Exercise instructions: Using the entries below, write out the line with "PR #2304, opened 2021-08-30", the line with "That's arguably an", and every line in between, exactly as each is written.

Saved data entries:
◇ ◇ ◇ ◇

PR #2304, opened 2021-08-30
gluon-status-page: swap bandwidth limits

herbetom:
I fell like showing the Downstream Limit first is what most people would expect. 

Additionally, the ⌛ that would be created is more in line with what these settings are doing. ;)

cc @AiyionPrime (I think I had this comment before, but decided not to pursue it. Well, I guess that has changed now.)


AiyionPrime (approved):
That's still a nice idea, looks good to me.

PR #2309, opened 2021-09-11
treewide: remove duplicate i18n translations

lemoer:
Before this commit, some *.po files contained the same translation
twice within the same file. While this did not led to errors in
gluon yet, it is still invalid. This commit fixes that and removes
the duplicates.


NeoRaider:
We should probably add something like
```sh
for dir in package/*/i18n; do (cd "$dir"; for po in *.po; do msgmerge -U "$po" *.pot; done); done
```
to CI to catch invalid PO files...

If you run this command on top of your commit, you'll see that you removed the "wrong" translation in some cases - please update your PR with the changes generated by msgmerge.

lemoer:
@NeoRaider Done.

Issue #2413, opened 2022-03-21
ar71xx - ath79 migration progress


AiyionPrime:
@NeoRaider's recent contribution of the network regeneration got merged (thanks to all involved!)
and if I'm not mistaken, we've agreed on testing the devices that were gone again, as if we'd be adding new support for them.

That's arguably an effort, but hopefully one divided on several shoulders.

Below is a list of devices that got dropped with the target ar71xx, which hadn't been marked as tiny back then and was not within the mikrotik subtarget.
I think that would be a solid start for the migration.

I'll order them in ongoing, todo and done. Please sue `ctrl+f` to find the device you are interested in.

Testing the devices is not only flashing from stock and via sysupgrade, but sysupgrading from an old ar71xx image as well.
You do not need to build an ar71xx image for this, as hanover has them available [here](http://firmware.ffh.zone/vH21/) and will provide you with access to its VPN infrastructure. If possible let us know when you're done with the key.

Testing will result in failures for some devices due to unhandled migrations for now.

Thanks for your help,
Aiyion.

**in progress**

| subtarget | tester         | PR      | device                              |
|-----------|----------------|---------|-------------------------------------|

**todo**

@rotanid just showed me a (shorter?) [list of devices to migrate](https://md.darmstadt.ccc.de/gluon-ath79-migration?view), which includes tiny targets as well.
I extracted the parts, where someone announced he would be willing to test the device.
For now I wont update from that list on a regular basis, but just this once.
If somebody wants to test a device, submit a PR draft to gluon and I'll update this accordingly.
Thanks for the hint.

◇ ◇ ◇ ◇

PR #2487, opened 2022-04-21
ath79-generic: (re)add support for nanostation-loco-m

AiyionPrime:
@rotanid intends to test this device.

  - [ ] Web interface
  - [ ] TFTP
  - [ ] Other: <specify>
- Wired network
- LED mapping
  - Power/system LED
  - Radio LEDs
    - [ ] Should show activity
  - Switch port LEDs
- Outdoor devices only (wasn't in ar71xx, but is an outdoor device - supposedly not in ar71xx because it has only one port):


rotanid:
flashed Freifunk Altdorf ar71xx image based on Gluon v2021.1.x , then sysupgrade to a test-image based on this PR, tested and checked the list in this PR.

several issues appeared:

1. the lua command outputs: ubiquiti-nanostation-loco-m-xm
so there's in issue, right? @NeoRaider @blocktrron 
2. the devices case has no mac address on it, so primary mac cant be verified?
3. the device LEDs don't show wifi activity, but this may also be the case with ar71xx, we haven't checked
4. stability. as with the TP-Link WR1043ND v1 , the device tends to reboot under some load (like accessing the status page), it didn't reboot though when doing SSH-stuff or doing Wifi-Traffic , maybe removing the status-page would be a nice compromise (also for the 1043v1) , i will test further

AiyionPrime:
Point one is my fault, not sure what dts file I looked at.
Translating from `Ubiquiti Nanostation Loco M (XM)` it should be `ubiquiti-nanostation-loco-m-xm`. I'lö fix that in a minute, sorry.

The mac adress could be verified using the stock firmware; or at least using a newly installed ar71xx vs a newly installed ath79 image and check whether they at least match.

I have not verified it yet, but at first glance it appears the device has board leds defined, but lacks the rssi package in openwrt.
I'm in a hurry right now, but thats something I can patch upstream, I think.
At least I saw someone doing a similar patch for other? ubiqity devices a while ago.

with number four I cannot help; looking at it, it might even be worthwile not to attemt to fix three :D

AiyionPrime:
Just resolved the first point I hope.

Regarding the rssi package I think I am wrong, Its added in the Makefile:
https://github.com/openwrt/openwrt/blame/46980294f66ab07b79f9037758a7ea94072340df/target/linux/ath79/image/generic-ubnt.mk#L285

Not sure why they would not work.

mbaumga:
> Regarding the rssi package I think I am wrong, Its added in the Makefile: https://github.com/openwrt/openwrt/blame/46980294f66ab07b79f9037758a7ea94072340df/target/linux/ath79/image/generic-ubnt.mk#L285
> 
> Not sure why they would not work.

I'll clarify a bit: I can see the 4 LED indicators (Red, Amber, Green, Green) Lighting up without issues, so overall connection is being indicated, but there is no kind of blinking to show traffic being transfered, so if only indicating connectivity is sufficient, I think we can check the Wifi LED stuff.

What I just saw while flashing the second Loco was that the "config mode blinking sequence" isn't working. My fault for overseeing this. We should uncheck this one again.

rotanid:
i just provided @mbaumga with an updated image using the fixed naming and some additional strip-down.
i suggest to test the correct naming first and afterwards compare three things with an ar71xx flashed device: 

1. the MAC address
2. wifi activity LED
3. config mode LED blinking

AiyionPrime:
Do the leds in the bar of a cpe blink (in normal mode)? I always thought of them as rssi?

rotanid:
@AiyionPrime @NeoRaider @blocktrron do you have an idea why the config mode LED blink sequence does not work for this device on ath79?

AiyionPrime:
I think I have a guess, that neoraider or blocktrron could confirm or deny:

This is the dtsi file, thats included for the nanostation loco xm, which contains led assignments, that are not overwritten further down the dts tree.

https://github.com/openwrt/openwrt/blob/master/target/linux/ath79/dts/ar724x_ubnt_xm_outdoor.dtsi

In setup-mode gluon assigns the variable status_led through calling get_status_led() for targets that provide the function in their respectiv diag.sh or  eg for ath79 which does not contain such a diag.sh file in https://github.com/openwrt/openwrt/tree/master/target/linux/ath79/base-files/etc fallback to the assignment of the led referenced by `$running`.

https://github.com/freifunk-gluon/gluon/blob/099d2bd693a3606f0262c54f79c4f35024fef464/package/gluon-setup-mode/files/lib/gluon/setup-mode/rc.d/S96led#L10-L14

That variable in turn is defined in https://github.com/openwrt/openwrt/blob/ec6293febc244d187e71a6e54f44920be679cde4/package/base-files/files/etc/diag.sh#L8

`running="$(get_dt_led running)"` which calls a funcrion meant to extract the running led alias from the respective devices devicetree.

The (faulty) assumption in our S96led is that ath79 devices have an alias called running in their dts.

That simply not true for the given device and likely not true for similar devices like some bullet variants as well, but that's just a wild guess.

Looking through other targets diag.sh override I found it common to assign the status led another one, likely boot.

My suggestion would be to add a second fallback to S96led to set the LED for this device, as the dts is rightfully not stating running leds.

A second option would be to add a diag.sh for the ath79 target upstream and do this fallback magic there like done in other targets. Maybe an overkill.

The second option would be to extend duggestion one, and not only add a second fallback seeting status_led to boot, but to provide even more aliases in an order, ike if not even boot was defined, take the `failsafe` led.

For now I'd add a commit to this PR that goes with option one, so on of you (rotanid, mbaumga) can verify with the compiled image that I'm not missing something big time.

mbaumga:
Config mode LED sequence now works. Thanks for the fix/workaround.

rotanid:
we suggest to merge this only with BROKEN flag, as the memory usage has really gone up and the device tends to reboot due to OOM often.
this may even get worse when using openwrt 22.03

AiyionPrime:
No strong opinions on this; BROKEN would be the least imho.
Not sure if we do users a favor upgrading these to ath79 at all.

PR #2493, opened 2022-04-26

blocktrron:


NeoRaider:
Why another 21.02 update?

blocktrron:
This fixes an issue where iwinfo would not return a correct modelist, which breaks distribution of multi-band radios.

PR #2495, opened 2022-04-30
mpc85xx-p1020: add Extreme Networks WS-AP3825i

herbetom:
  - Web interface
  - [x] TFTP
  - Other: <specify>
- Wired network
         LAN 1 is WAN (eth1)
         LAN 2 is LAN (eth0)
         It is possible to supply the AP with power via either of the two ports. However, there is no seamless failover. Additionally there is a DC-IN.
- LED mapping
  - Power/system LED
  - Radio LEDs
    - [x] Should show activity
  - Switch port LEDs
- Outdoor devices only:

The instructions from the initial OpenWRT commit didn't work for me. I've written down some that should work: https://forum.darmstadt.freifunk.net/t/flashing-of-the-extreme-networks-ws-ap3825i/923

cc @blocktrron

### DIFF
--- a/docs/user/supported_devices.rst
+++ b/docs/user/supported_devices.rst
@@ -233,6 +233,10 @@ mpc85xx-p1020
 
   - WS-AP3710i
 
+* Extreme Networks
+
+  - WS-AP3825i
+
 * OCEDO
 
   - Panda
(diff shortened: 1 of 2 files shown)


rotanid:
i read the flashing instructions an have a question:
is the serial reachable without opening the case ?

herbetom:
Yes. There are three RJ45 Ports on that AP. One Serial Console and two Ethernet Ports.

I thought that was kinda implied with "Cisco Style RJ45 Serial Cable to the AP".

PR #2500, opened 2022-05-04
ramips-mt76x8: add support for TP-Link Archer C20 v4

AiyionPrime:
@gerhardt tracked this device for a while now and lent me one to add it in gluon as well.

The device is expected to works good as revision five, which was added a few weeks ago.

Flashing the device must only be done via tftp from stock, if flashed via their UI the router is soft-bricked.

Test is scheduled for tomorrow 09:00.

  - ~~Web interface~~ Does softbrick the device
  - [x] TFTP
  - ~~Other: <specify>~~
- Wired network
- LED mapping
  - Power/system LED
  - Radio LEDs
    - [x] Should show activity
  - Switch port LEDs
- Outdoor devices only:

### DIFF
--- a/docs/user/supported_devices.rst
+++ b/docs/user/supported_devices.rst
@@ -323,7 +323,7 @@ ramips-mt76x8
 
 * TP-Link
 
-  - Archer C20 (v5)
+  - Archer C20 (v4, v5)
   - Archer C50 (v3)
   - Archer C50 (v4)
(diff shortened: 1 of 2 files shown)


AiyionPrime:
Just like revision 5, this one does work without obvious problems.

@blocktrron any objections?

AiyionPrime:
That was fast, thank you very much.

◇ ◇ ◇ ◇

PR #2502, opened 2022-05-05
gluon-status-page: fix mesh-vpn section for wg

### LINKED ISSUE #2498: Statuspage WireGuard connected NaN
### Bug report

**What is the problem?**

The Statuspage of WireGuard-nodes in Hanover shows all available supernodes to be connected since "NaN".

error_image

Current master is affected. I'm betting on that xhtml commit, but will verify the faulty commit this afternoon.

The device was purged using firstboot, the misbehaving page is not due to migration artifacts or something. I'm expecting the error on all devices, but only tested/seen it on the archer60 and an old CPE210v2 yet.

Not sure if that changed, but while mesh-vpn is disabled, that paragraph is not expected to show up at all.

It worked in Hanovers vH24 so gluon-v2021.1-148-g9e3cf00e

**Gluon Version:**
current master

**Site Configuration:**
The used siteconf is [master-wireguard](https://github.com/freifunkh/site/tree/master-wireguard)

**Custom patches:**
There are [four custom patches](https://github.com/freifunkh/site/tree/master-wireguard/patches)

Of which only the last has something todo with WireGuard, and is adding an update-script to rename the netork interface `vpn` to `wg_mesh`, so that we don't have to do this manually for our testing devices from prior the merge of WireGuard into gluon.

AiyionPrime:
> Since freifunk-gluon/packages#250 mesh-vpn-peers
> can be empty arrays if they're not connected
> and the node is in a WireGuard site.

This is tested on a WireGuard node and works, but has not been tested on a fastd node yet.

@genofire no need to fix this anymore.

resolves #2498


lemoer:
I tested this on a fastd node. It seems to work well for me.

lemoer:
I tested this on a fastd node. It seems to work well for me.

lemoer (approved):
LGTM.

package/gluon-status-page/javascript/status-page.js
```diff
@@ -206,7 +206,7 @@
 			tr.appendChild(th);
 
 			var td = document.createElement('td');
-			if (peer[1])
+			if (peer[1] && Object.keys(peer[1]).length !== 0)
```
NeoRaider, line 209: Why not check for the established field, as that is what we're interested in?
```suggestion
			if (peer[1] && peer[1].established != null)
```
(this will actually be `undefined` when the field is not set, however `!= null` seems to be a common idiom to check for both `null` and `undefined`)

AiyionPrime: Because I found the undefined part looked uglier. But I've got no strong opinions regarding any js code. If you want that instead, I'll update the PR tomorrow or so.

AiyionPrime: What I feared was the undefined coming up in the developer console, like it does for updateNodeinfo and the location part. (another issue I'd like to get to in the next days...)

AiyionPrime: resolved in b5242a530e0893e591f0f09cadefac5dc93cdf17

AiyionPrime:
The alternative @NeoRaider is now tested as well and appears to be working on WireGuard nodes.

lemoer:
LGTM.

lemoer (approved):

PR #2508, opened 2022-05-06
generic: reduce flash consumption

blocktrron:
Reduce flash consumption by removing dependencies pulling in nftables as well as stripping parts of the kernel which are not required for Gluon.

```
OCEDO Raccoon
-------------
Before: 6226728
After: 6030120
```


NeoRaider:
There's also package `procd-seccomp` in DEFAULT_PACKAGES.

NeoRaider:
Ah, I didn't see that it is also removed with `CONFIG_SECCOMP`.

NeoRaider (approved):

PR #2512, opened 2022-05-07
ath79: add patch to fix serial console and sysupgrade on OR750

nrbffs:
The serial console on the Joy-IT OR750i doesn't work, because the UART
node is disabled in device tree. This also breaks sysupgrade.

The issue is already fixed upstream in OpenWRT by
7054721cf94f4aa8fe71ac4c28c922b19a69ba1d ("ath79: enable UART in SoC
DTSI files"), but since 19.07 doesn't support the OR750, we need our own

◇ ◇ ◇ ◇

Worked solution:
PR #2304, opened 2021-08-30
gluon-status-page: swap bandwidth limits

herbetom:
I fell like showing the Downstream Limit first is what most people would expect. 

Additionally, the ⌛ that would be created is more in line with what these settings are doing. ;)

cc @AiyionPrime (I think I had this comment before, but decided not to pursue it. Well, I guess that has changed now.)


AiyionPrime (approved):
That's still a nice idea, looks good to me.

PR #2309, opened 2021-09-11
treewide: remove duplicate i18n translations

lemoer:
Before this commit, some *.po files contained the same translation
twice within the same file. While this did not led to errors in
gluon yet, it is still invalid. This commit fixes that and removes
the duplicates.


NeoRaider:
We should probably add something like
```sh
for dir in package/*/i18n; do (cd "$dir"; for po in *.po; do msgmerge -U "$po" *.pot; done); done
```
to CI to catch invalid PO files...

If you run this command on top of your commit, you'll see that you removed the "wrong" translation in some cases - please update your PR with the changes generated by msgmerge.

lemoer:
@NeoRaider Done.

Issue #2413, opened 2022-03-21
ar71xx - ath79 migration progress


AiyionPrime:
@NeoRaider's recent contribution of the network regeneration got merged (thanks to all involved!)
and if I'm not mistaken, we've agreed on testing the devices that were gone again, as if we'd be adding new support for them.

That's arguably an effort, but hopefully one divided on several shoulders.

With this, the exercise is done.